> _Your objective_
Below are several entries. Transcribe exactly those lines that fall from the one with "PR #3255, opened 2023-06-18" through the one with "A decorator must", end lines included.

> _Exercise inputs_
[Start of Attachment]

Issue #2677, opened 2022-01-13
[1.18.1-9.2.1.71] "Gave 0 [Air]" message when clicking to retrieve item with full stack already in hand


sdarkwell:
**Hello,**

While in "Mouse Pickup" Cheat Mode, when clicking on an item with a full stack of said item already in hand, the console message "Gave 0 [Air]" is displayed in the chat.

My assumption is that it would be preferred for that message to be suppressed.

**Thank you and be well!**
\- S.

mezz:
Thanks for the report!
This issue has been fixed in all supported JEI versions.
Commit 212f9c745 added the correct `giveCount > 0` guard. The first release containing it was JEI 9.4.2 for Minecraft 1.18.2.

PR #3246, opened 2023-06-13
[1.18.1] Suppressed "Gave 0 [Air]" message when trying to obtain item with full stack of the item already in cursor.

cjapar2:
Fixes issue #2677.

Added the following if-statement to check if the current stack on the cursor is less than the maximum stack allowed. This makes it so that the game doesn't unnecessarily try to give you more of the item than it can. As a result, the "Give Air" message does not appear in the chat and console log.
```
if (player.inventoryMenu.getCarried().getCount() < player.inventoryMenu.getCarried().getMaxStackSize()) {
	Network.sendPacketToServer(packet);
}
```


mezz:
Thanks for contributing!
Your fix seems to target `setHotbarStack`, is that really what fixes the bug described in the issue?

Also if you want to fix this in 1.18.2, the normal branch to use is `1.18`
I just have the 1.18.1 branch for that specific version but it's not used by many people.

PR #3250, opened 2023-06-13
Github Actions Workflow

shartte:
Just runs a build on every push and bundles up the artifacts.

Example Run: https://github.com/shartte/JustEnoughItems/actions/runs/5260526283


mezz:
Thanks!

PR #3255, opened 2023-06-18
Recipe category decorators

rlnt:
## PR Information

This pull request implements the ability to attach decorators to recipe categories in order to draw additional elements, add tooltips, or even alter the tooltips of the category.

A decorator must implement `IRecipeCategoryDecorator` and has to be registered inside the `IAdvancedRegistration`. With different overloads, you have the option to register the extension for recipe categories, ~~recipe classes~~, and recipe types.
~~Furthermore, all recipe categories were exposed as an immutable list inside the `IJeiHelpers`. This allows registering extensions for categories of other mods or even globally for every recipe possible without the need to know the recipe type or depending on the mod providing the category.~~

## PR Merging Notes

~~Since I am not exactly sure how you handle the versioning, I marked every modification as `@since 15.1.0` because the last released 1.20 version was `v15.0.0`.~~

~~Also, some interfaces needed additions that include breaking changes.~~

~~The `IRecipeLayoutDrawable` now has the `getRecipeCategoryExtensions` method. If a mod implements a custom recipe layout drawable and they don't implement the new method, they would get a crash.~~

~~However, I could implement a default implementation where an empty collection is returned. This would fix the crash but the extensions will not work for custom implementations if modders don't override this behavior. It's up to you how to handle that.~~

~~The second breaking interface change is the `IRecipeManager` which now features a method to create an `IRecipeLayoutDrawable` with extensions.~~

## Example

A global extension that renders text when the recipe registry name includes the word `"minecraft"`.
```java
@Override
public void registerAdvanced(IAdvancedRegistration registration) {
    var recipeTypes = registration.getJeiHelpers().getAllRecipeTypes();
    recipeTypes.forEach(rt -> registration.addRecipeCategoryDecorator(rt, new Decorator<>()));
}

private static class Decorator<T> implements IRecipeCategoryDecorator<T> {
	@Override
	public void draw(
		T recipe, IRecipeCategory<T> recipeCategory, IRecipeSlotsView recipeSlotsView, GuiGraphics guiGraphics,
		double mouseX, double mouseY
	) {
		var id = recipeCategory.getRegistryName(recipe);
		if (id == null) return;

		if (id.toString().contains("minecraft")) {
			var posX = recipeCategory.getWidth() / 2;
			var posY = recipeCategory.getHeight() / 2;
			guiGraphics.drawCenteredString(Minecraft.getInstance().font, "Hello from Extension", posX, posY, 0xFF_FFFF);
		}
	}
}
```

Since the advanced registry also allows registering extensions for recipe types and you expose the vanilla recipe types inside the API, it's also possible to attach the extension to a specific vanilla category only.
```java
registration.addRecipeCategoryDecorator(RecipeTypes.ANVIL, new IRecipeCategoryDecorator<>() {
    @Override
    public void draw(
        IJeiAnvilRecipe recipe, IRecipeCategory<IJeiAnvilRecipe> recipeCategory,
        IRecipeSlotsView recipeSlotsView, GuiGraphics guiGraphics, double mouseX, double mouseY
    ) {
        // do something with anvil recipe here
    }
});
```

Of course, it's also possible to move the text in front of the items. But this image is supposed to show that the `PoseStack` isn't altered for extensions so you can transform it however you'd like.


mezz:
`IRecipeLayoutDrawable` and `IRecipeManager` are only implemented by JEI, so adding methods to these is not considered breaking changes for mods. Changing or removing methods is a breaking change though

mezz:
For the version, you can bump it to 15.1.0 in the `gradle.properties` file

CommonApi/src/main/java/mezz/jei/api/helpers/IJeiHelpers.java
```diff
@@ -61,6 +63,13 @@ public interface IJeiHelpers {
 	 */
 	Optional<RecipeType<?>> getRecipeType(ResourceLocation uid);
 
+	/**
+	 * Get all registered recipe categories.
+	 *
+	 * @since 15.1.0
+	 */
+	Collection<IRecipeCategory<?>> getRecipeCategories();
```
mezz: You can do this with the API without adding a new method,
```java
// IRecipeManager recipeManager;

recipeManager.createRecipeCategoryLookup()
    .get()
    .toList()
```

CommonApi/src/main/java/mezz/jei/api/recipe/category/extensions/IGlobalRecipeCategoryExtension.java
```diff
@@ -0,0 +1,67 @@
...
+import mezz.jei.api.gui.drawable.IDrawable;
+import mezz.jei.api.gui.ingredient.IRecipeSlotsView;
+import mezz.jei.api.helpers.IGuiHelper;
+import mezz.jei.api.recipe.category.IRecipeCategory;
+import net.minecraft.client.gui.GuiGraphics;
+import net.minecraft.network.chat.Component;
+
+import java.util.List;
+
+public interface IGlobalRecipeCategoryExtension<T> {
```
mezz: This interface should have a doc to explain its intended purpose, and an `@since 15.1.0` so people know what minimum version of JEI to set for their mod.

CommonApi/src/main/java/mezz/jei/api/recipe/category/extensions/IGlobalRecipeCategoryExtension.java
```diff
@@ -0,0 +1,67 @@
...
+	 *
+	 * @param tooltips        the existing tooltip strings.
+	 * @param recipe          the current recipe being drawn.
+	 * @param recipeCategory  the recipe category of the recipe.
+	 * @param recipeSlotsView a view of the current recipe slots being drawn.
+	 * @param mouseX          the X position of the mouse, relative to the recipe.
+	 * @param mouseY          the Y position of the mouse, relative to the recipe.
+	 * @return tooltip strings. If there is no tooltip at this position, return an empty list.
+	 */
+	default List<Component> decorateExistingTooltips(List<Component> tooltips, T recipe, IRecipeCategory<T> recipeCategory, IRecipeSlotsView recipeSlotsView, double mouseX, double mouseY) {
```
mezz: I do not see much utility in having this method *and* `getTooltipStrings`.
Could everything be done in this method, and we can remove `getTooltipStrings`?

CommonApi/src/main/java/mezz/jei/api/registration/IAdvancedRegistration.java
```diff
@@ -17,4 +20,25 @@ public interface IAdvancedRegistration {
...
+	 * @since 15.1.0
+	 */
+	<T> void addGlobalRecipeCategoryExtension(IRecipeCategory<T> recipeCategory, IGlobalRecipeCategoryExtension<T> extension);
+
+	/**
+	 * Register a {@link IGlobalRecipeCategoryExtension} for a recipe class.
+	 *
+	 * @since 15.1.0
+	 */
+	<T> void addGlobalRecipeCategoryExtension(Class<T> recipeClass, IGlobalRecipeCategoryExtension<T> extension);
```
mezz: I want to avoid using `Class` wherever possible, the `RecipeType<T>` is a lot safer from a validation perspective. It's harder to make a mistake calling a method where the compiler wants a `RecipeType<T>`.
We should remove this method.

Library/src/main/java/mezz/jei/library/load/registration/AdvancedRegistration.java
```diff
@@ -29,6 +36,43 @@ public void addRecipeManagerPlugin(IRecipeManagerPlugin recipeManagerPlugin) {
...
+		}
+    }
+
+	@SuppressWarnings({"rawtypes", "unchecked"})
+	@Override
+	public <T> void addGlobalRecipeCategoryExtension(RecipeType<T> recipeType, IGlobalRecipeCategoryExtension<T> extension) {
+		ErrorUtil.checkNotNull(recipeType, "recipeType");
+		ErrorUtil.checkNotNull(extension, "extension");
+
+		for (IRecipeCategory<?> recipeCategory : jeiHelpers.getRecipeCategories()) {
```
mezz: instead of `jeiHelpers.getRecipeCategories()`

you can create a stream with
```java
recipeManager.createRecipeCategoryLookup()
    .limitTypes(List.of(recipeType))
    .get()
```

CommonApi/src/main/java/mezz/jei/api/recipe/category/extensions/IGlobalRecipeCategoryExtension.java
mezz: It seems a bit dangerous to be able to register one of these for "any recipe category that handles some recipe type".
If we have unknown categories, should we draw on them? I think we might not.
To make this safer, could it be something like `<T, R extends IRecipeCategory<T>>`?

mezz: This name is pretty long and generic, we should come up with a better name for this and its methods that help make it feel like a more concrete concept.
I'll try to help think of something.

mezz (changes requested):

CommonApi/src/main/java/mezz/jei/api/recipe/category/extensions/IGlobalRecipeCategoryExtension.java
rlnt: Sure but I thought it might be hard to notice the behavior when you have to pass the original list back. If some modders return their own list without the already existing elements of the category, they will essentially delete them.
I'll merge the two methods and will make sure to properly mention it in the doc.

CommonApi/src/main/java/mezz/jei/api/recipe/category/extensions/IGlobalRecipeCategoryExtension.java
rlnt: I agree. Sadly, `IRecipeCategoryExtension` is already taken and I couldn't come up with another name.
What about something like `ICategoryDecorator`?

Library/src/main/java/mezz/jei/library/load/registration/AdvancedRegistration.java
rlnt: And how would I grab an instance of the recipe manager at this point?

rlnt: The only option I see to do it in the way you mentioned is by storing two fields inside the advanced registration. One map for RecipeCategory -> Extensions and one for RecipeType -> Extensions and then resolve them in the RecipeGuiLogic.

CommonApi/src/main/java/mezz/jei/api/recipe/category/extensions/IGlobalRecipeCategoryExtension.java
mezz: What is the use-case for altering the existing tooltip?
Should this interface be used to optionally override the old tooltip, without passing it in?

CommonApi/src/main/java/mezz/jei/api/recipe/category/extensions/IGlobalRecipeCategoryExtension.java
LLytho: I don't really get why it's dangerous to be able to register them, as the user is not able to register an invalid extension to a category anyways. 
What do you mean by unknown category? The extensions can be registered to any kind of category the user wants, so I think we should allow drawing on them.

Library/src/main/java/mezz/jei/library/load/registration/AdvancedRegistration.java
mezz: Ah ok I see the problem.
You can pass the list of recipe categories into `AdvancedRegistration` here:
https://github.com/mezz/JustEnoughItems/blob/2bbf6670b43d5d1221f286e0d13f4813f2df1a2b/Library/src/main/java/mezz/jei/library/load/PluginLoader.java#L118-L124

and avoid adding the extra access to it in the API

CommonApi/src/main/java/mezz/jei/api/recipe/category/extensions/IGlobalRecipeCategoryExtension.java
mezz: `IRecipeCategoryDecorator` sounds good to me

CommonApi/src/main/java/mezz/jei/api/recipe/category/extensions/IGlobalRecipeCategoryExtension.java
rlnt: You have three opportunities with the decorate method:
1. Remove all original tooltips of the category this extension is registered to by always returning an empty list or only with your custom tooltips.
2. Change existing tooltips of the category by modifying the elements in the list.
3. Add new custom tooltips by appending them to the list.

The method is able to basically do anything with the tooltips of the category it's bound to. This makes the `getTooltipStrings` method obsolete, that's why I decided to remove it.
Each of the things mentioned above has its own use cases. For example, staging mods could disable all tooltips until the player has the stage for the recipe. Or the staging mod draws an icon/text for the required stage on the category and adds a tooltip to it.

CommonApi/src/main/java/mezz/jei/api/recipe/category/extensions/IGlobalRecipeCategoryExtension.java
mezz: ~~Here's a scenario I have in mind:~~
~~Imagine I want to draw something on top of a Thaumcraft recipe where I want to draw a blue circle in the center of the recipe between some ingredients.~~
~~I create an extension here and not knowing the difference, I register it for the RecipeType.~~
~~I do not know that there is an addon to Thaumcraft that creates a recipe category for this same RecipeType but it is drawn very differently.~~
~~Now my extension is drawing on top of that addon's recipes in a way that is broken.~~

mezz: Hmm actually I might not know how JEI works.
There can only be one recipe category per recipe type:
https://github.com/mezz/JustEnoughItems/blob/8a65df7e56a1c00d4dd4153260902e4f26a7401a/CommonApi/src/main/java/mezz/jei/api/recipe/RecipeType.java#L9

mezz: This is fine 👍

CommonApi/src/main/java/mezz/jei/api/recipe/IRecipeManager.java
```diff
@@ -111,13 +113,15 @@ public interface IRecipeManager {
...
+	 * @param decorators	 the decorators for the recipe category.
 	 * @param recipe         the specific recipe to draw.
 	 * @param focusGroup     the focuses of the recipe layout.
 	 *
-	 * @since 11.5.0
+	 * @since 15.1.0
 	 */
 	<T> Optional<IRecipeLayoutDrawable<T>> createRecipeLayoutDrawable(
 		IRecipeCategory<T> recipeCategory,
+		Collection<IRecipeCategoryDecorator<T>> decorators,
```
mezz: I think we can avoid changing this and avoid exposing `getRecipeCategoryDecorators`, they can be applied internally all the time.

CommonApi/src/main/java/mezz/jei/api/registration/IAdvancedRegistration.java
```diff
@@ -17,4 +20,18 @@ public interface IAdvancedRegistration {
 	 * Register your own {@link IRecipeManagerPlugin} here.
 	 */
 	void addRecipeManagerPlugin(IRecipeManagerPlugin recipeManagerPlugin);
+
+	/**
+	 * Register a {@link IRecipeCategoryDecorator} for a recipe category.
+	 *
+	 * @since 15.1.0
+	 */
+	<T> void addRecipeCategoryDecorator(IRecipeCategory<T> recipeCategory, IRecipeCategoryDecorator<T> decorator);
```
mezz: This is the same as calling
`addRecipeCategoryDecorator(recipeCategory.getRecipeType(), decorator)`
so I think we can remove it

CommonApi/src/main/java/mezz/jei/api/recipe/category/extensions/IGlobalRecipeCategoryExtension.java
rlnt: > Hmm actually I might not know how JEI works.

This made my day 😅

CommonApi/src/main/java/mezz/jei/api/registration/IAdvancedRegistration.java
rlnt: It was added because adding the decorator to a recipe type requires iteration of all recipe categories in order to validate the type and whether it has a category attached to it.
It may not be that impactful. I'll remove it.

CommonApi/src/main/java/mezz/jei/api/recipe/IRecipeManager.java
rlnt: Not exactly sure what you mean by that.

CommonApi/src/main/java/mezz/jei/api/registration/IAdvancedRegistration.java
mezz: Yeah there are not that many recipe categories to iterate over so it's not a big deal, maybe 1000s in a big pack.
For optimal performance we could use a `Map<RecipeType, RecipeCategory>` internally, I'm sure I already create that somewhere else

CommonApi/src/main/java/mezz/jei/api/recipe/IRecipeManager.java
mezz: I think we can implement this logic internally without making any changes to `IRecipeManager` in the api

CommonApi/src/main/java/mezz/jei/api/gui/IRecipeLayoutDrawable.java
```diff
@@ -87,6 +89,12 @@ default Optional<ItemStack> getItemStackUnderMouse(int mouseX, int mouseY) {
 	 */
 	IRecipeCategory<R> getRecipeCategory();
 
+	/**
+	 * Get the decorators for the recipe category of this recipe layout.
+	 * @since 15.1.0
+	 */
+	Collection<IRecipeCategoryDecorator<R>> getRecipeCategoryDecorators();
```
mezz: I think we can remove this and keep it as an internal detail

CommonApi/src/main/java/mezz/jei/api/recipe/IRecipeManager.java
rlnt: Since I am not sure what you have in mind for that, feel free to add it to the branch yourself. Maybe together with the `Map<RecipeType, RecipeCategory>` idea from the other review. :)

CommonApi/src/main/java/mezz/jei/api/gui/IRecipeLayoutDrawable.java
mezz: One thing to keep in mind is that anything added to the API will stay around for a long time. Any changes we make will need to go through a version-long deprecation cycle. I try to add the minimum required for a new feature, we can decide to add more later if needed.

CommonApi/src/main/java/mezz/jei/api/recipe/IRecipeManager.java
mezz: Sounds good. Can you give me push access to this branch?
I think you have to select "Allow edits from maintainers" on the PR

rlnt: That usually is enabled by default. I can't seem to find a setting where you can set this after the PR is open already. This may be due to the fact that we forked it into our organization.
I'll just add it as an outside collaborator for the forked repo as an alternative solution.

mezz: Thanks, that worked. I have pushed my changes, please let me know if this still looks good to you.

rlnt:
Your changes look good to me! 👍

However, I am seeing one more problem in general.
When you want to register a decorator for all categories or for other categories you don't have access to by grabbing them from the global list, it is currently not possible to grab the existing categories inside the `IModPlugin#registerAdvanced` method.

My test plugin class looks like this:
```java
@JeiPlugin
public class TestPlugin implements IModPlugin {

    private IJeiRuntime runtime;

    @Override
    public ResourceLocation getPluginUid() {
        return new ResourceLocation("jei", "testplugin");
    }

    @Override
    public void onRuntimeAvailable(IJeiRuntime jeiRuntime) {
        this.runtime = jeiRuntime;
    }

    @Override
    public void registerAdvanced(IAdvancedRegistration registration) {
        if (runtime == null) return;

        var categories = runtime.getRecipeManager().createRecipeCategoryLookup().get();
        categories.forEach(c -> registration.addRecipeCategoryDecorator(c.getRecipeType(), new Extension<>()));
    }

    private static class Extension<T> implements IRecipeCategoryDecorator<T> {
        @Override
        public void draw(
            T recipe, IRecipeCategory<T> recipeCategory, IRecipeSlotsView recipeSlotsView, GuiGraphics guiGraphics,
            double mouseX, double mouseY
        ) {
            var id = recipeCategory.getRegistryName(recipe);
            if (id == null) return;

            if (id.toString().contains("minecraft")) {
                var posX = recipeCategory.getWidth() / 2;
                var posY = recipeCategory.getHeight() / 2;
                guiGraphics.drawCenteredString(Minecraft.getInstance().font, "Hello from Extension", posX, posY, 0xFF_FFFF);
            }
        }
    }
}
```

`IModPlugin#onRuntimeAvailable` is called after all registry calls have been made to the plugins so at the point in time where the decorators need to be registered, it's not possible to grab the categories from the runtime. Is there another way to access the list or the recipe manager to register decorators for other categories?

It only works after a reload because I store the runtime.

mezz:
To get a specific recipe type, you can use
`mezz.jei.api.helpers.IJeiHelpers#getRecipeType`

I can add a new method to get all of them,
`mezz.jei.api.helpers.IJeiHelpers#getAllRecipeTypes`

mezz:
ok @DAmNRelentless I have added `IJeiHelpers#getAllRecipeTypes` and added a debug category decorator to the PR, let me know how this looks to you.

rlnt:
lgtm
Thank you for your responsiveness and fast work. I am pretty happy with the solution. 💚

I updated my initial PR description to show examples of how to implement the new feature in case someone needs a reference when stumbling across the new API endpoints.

[End of Attachment]

> _Output_
PR #3255, opened 2023-06-18
Recipe category decorators

rlnt:
## PR Information

This pull request implements the ability to attach decorators to recipe categories in order to draw additional elements, add tooltips, or even alter the tooltips of the category.

A decorator must implement `IRecipeCategoryDecorator` and has to be registered inside the `IAdvancedRegistration`. With different overloads, you have the option to register the extension for recipe categories, ~~recipe classes~~, and recipe types.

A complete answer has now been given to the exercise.